PR #821, opened 2026-04-28
fix: tweak ADR BYOR int tests

HangyiWang:
- All changes are due to temporary backend behavior — TODO(BYOR) markers added for easy tracking.
- No production code changes; test-only.
- All other BYOR tests (create, activate, sync) continue to pass.


cheatsheet1999 (approved):
No concerns, maybe worth to create an item to track

PR #822, opened 2026-05-04
feat: add linked-hub validation and mixed endpoint warnings

cheatsheet1999:
## No breaking changes to existing user workflows since last bug bash

Add validation and warnings for DPS linked-hub TLS 1.3 endpoint selection:
 - Change --hostname-type default from "device" to "auto" (same behavior: device on GWv2, classic
fallback on V1)
 - Block --hostname-type device when hub does not expose TLS 1.3 CNAME (GWv1)
 - Warn when DPS dynamic allocation references hubs with mixed hostname types (device + classic)

### DIFF
--- a/azext_iot/core/custom.py
+++ b/azext_iot/core/custom.py
@@ -82,11 +82,45 @@ def _get_resource_group_from_hub(hub):
     return hub["resourcegroup"]
 
 
-def _resolve_linked_hub_hostname(hub, hostname_type="device"):
+def _resolve_linked_hub_hostname(hub, hostname_type="auto"):
     """Resolve IoT Hub hostname for DPS linked hub based on hostname type."""
-    if hostname_type == "device":
-        return hub["properties"].get("deviceHostName") or hub["properties"]["hostName"]
-    return hub["properties"]["hostName"]
+    if hostname_type == "classic":
+        return hub["properties"]["hostName"]
+    device_hostname = hub["properties"].get("deviceHostName")
+    if hostname_type == "device" and not device_hostname:
+        hub_name = hub.get("name", "unknown")
+        raise InvalidArgumentValueError(
+            f"The device hostname is not available for IoT Hub '{hub_name}'. "
+            "This hostname type is only supported on GWv2 IoT Hubs. "
+            "Use '--hostname-type classic' or '--hostname-type auto' instead."
+        )
+    # "auto" or "device" with available deviceHostName
+    return device_hostname or hub["properties"]["hostName"]
+
+
+def _warn_mixed_endpoint_types(linked_hubs):
+    """Warn if DPS dynamic allocation references hubs with mixed hostname types."""
+    types = set()
+    for hub in linked_hubs:
+        # Only check hubs participating in allocation
+        if hub.get("applyAllocationPolicy") is False:
+            continue
+        hostname = hub.get("name", "") or hub.get("hostName", "")
+        if not hostname:
+            cs = hub.get("connectionString", "")
+            for part in cs.split(";"):
+                if part.lower().startswith("hostname="):
+                    hostname = part.split("=", 1)[1]
+                    break
+        if ".device." in hostname:
+            types.add("device")
+        elif hostname:
+            types.add("classic")
+    if len(types) > 1:
+        logger.warning(
+            "DPS has linked hubs with mixed hostname types (device and classic). "
+            "This may cause inconsistent behavior during device provisioning."
+        )
 
 
 # CUSTOM METHODS FOR DPS
@@ -340,7 +374,7 @@ def iot_dps_linked_hub_create(
     resource_group_name=None,
     authentication_type=None,
     user_assigned_identity=None,
-    hostname_type="device",
+    hostname_type="auto",
     apply_allocation_policy=None,
     allocation_weight=None,
     no_wait=False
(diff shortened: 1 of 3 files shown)


azext_iot/core/custom.py
```diff
@@ -82,11 +82,45 @@ def _get_resource_group_from_hub(hub):
...
 
-def _resolve_linked_hub_hostname(hub, hostname_type="device"):
+def _resolve_linked_hub_hostname(hub, hostname_type="auto"):
     """Resolve IoT Hub hostname for DPS linked hub based on hostname type."""
-    if hostname_type == "device":
-        return hub["properties"].get("deviceHostName") or hub["properties"]["hostName"]
-    return hub["properties"]["hostName"]
+    if hostname_type == "classic":
+        return hub["properties"]["hostName"]
+    device_hostname = hub["properties"].get("deviceHostName")
```
HangyiWang, line 89: nit: line 88 uses `hub["properties"]["hostName"]` while line 89 uses `hub["properties"].get("deviceHostName")`, why `get` here?

azext_iot/core/custom.py
```diff
@@ -82,11 +82,45 @@ def _get_resource_group_from_hub(hub):
     return hub["resourcegroup"]
 
 
-def _resolve_linked_hub_hostname(hub, hostname_type="device"):
+def _resolve_linked_hub_hostname(hub, hostname_type="auto"):
```
HangyiWang, line 85: should we have a guard like
``` 
if hostname_type not in ("auto", "classic", "device"):
    raise InvalidArgumentValueError(
        "Invalid hostname type. Allowed values are: auto, classic, device."
    )
```

azext_iot/core/custom.py
```diff
@@ -82,11 +82,45 @@ def _get_resource_group_from_hub(hub):
...
+        if hub.get("applyAllocationPolicy") is False:
+            continue
+        hostname = hub.get("name", "") or hub.get("hostName", "")
+        if not hostname:
+            cs = hub.get("connectionString", "")
+            for part in cs.split(";"):
+                if part.lower().startswith("hostname="):
+                    hostname = part.split("=", 1)[1]
+                    break
+        if ".device." in hostname:
```
HangyiWang: This looks a bit fragile to me. do we have a more reliable way to distinguish the hostname type, instead of inferring it from the hostname string?

azext_iot/core/custom.py
cheatsheet1999: Yes, hostName is always present on every hub (classic hostname). deviceHostName only exists on GWv2 hubs - on V1 it's None/missing. So we use .get() for deviceHostName (might not exist) and [] for hostName (always exists, error if missing).

azext_iot/core/custom.py
```diff
@@ -82,11 +82,45 @@ def _get_resource_group_from_hub(hub):
...
+
+
+def _warn_mixed_endpoint_types(linked_hubs):
+    """Warn if DPS dynamic allocation references hubs with mixed hostname types."""
+    types = set()
+    for hub in linked_hubs:
+        # Only check hubs participating in allocation
+        if hub.get("applyAllocationPolicy") is False:
+            continue
+        hostname = hub.get("name", "") or hub.get("hostName", "")
```
HangyiWang: if you get hostname from `hub.get("name", "")`, it could potentially have nothing to do with the type. you can only infer type from `hub.get("hostName", "")`

azext_iot/core/custom.py
cheatsheet1999: I believe the CLI arg_type=get_enum_type(["auto", "device", "classic"]) in _params.py (line 150) already validates the input before it reaches this function. The user can't pass an invalid value. Adding the guard is redundant but harmless

azext_iot/core/custom.py
HangyiWang: Sounds good.

azext_iot/core/custom.py
cheatsheet1999: Yeah, I had the same concern, so I understand your point. However, there’s no explicit type field for linked hubs in the DPS API. That said, the hostname string is the only available indicator. 

I’m leaning on the assumption that the hostname format (hub.device.azure-devices.net) is part of the Azure IoT Hub contract, so I believe it won’t be too fragile.

I can make the check more precise by validating the second segment (hostname.split('.')[1] == 'device'), if you prefer.

ketkimnaik: It would be great if you make it more precise.

azext_iot/core/custom.py
cheatsheet1999: From the API response I saw image

name is always the hostname, it's how DPS identifies the linked hub, but your point is valid, I'll update the priority order to 1) hostname (MI path), then extract from conenctionString (Key-based path), name as last fallback

HangyiWang: Cool, that's right - I'm thinking if `name` has no `device.azure-devices.net` suffix.

azext_iot/core/custom.py
HangyiWang: Okay if this is already validated elsewhere and there’s no additional benefit here, I’d prefer to avoid adding duplicate checks.

azext_iot/core/custom.py
HangyiWang: Yeah, unfortunate that the API doesn’t expose an explicit field. Just want to make sure this string-based check is safe for edge cases.

HangyiWang (approved):
LGTM make sure we covered edge cases.

azext_iot/core/custom.py
cheatsheet1999: Updated, thanks!

PR #453, opened 2017-05-30
Remove TODO regarding SkewReductionPolicy

cangencer:


hazelcast-jet-core/src/main/java/com/hazelcast/jet/impl/util/SkewReductionPolicy.java
```diff
@@ -84,6 +84,10 @@
     private final long priorityDrainingThreshold;
     private final boolean forceAdvancePunc;
 
+    public SkewReductionPolicy(int numQueues) {
```
viliam-durina: We should add comment here, something like: "Creates skew reduction policy that does nothing (is disabled)".

cangencer:
verify

PR #457, opened 2017-06-02
Support window aggregation in batch

viliam-durina:


hazelcast-jet-core/src/main/java/com/hazelcast/jet/Traverser.java
```diff
@@ -172,4 +172,30 @@ public T next() {
     static <T> Traverser<T> over(T... items) {
         return Traversers.traverseArray(items);
     }
+
+    /**
+     * Returns a traverser traversing over the longest prefix of elements taken
```
mtopolnik: 1. Just "traverser over" would be enough.
2. There is no clear treatment of `null` returned from the wrapped traverser. `null` shouldn't be passed into the predicate, we should treat it as if the predicate returned `false`. We must also document that `takeWhile` handles only`null`-terminated sequences.

viliam-durina: Thanks, I completely overlooked it. I also added test for it.

mtopolnik:
verify

mtopolnik:
verify

mtopolnik:
verify

PR #461, opened 2017-06-06
Add test support utilities

viliam-durina:


hazelcast-jet-test-support/src/main/java/com/hazelcast/jet/testsupport/TestSupport.java
```diff
@@ -0,0 +1,278 @@
...
+            @Nonnull ProcessorMetaSupplier supplier,
+            @Nonnull List<T> input,
+            @Nonnull List<U> expectedOutput,
+            boolean assertProgress
+    ) {
+        testProcessor(processorFrom(supplier), input, expectedOutput, assertProgress);
+    }
+
+    /**
+     * An utility to test processors. It will initialize the processor
```
mtopolnik: `An utility` -> `A utility`

hazelcast-jet-test-support/src/main/java/com/hazelcast/jet/testsupport/TestSupport.java
```diff
@@ -0,0 +1,278 @@
...
+     * instance, pass input items to it and assert the outbox contents.
+     * <p>
+     * For cooperative processors a 1-capacity outbox will be provided, which
+     * will additionally be full on every other processing method call. This
```
mtopolnik: `additionally` is redundant. The effect of being full on every other call is the result of capacity 1, not an additional effect.

hazelcast-jet-test-support/src/main/java/com/hazelcast/jet/testsupport/TestSupport.java
```diff
@@ -0,0 +1,278 @@
...
+     * will test edge cases in cooperative processors.
+     * <p>
+     * This method does the following:<ul>
+     *     <li>initializes the processor by calling {@link Processor#init(
+     *     com.hazelcast.jet.Outbox, com.hazelcast.jet.Processor.Context)}
+     *
+     *     <li>calls {@link Processor#process(int, Inbox)} with inbox
```
mtopolnik: Directly saying `calls process(0, inbox)` instead of referring to the method and then explaining arguments passed is more natural.

hazelcast-jet-test-support/src/main/java/com/hazelcast/jet/testsupport/TestSupport.java
```diff
@@ -0,0 +1,278 @@
...
+     *
+     *     <li>asserts the progress of the {@code process()} call: that
+     *     something was taken from the inbox or put to the outbox
+     *
+     *     <li>calls {@link Processor#complete()} until it returns {@code true}
+     *
+     *     <li>asserts the progress of the {@code complete()} call if it
+     *     returned {@code false}: something must have been put to the outbox.
+     * </ul>
+     * Note that this method never calls {@link Processor#tryProcess()}.
```
mtopolnik: I would expand this to explain why it's important. `Note that this method only uses the top-level Processor API and doesn't directly call AbstractProcessor#tryProcess()`.

viliam-durina: This doesn't refer to the `AbstractProcessor.tryProcess(ordinal, item)`, but to the one without inbox in `Processor`.

hazelcast-jet-test-support/src/main/java/com/hazelcast/jet/testsupport/TestSupport.java
viliam-durina: It's an additional effect: I put `DUMMY_OBJ` to outbox to make it full, before every other process call.

mtopolnik: Then it's unclear; it managed to confuse me. It should document this peculiar behavior of inserting a dummy item to make the outbox full.

cangencer:
verify

mtopolnik:
verify

PR #463, opened 2017-06-07
Fail fast when adding non-serializable processor supplier

viliam-durina:
ProcessorMetaSupplier must be serializable. Out-of-the-box metasuppliers can become non-serializable if they are passed a non-serializable lambda. Currently the job fails if run on multiple instances and the problem is harder to spot, because it fails when serializing the ExecutionPlan, which might contain lot of lambda expressions.

This PR makes this problem easier to spot and will also make the job fail even when using single Jet member.

### DIFF
--- a/hazelcast-jet-core/src/main/java/com/hazelcast/jet/impl/util/Util.java
+++ b/hazelcast-jet-core/src/main/java/com/hazelcast/jet/impl/util/Util.java
@@ -33,6 +33,11 @@ import javax.annotation.Nonnull;
 import java.io.ByteArrayOutputStream;
 import java.io.IOException;
 import java.io.InputStream;
+import java.io.InvalidClassException;
+import java.io.NotSerializableException;
+import java.io.ObjectOutputStream;
+import java.io.OutputStream;
+import java.io.Serializable;
 import java.util.ArrayList;
 import java.util.List;
 import java.util.concurrent.Callable;
@@ -157,5 +162,37 @@ public final class Util {
     // opposite signs and result has opposite sign of left-hand operand
     public static boolean diffHadOverflow(long a, long b, long diff) {
         return ((a ^ b) & (a ^ diff)) < 0;
+    }
+
+    /**
+     * Checks, that {@code argument} implements {@link Serializable}.
+     * It also checks, if the {@code argument} is actually serializable by trying to serialize it.
+     * This will reveal early, if all it's fields are serializable.
+     *
+     * @param argument Object to check
+     * @param argumentName Argument name for the exception
+     * @throws IllegalArgumentException If {@code argument} is not serializable.
+     */
+    public static void checkSerializable(Object argument, String argumentName) {
+        if (argument != null) {
+            if (!(argument instanceof Serializable)) {
+                throw new IllegalArgumentException("\"" + argumentName + "\" must be serializable");
+            }
+            try  (ObjectOutputStream os  = new ObjectOutputStream(new NullOutputStream())) {
+                os.writeObject(argument);
+            } catch (NotSerializableException | InvalidClassException e) {
+                throw new IllegalArgumentException("\"" + argumentName + "\" must be serializable", e);
+            } catch (IOException e) {
+                // never really thrown, as the underlying stream never throws it
+                throw new RuntimeException(e);
+            }
+        }
+    }
+
+    private static class NullOutputStream extends OutputStream {
+        @Override
+        public void write(int b) throws IOException {
+            // do nothing
+        }
     }
 }
--- a/hazelcast-jet-core/src/main/java/com/hazelcast/jet/impl/util/Util.java
+++ b/hazelcast-jet-core/src/main/java/com/hazelcast/jet/impl/util/Util.java
@@ -165,23 +165,23 @@ public final class Util {
     }
 
     /**
-     * Checks, that {@code argument} implements {@link Serializable}.
-     * It also checks, if the {@code argument} is actually serializable by trying to serialize it.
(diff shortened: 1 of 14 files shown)


cangencer:
It should say `ProcessorMetaSupplier` should be serializable instead, the `Processor` itself is never serialized. `ProcessorSupplier` created from `ProcessorMetaSupplier` also needs to be serializable. This could be checked when creating execution plan, in `ExecutionPlanBuilder`.

viliam-durina:
verify

cangencer:
verify

viliam-durina:
verify

hazelcast-jet-core/src/main/java/com/hazelcast/jet/impl/util/Util.java
```diff
@@ -158,4 +163,36 @@ public static boolean sumHadOverflow(long a, long b, long sum) {
     public static boolean diffHadOverflow(long a, long b, long diff) {
         return ((a ^ b) & (a ^ diff)) < 0;
     }
+
+    /**
+     * Checks, that {@code argument} implements {@link Serializable}.
```
mtopolnik: Overuse of punctuation :) It should also be line-wrapped at 72 chars.

hazelcast-jet-core/src/test/java/com/hazelcast/jet/impl/connector/WriteBufferedPTest.java
```diff
@@ -120,14 +108,46 @@ public boolean complete() {
...
-                (buffer, item) -> events.add("add:" + item),
-                buffer -> events.add("flush"),
-                buffer -> events.add("dispose")
+                (buffer, item) -> localEvents.add("add:" + item),
+                buffer -> localEvents.add("flush"),
+                buffer -> localEvents.add("dispose")
         );
     }
+
+    private static class MyAbstractProcessor extends AbstractProcessor {
```
mtopolnik: Is this an unused class? If it's used, it should be renamed.

hazelcast-jet-core/src/main/java/com/hazelcast/jet/impl/util/Util.java
viliam-durina: The comment was written before you mentored me about commas :). Fixed

hazelcast-jet-core/src/test/java/com/hazelcast/jet/impl/connector/WriteBufferedPTest.java
viliam-durina: An oversight, fixed.

mtopolnik:
We should also add fail-fast behavior to `Edge` partitioning lambdas.

viliam-durina:
verify

hazelcast-jet-core/src/main/java/com/hazelcast/jet/impl/util/Util.java
```diff
@@ -158,4 +163,36 @@ public static boolean sumHadOverflow(long a, long b, long sum) {
...
+     * @param object object to check
+     * @param objectName object description for the exception
+     * @throws IllegalArgumentException if {@code object} is not serializable
+     */
+    public static void checkSerializable(Object object, String objectName) {
+        if (object != null) {
+            if (!(object instanceof Serializable)) {
+                throw new IllegalArgumentException("\"" + objectName + "\" must be serializable");
+            }
+            try  (ObjectOutputStream os  = new ObjectOutputStream(new NullOutputStream())) {
```
mtopolnik: Two extra spaces on this line.

hazelcast-jet-core/src/main/java/com/hazelcast/jet/impl/util/Util.java
```diff
@@ -158,4 +163,36 @@ public static boolean sumHadOverflow(long a, long b, long sum) {
...
+            } catch (IOException e) {
+                // never really thrown, as the underlying stream never throws it
+                throw new RuntimeException(e);
+            }
+        }
+    }
+
+    private static class NullOutputStream extends OutputStream {
+        @Override
+        public void write(int b) throws IOException {
```
mtopolnik: `throws IOException` is redundant.

hazelcast-jet-core/src/main/java/com/hazelcast/jet/impl/util/Util.java
```diff
@@ -158,4 +163,36 @@ public static boolean sumHadOverflow(long a, long b, long sum) {
...
+        if (object != null) {
+            if (!(object instanceof Serializable)) {
+                throw new IllegalArgumentException("\"" + objectName + "\" must be serializable");
+            }
+            try  (ObjectOutputStream os  = new ObjectOutputStream(new NullOutputStream())) {
+                os.writeObject(object);
+            } catch (NotSerializableException | InvalidClassException e) {
+                throw new IllegalArgumentException("\"" + objectName + "\" must be serializable", e);
+            } catch (IOException e) {
+                // never really thrown, as the underlying stream never throws it
```
mtopolnik: This comment is incorrect because `ObjectOutputStream` may throw `IOException` itself. Given this fact, it would be better to wrap in `JetException` instead of the generic `RuntimeException`.

hazelcast-jet-core/src/main/java/com/hazelcast/jet/impl/util/Util.java
viliam-durina: Sorry, I overlooked your review. I'll address these in some future PR.

PR #465, opened 2017-06-08
Fix WriteSocketTest.unitTest()

viliam-durina:


viliam-durina:
The `unitTest()` was run 500 times on PR builder successfully. It seems that the problem was that sending side of socket was able to do "connect+send+close" before the server side accepted the connection...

AIM OF THE EXERCISE
Find where the line with "I can make the" sits in the material above, then copy exactly from it through the line with "PR #457, opened 2017-06-02". Add no other line.

ANSWER SECTION
I can make the check more precise by validating the second segment (hostname.split('.')[1] == 'device'), if you prefer.

ketkimnaik: It would be great if you make it more precise.

azext_iot/core/custom.py
cheatsheet1999: From the API response I saw image

name is always the hostname, it's how DPS identifies the linked hub, but your point is valid, I'll update the priority order to 1) hostname (MI path), then extract from conenctionString (Key-based path), name as last fallback

HangyiWang: Cool, that's right - I'm thinking if `name` has no `device.azure-devices.net` suffix.

azext_iot/core/custom.py
HangyiWang: Okay if this is already validated elsewhere and there’s no additional benefit here, I’d prefer to avoid adding duplicate checks.

azext_iot/core/custom.py
HangyiWang: Yeah, unfortunate that the API doesn’t expose an explicit field. Just want to make sure this string-based check is safe for edge cases.

HangyiWang (approved):
LGTM make sure we covered edge cases.

azext_iot/core/custom.py
cheatsheet1999: Updated, thanks!

PR #453, opened 2017-05-30
Remove TODO regarding SkewReductionPolicy

cangencer:


hazelcast-jet-core/src/main/java/com/hazelcast/jet/impl/util/SkewReductionPolicy.java
```diff
@@ -84,6 +84,10 @@
     private final long priorityDrainingThreshold;
     private final boolean forceAdvancePunc;
 
+    public SkewReductionPolicy(int numQueues) {
```
viliam-durina: We should add comment here, something like: "Creates skew reduction policy that does nothing (is disabled)".

cangencer:
verify

PR #457, opened 2017-06-02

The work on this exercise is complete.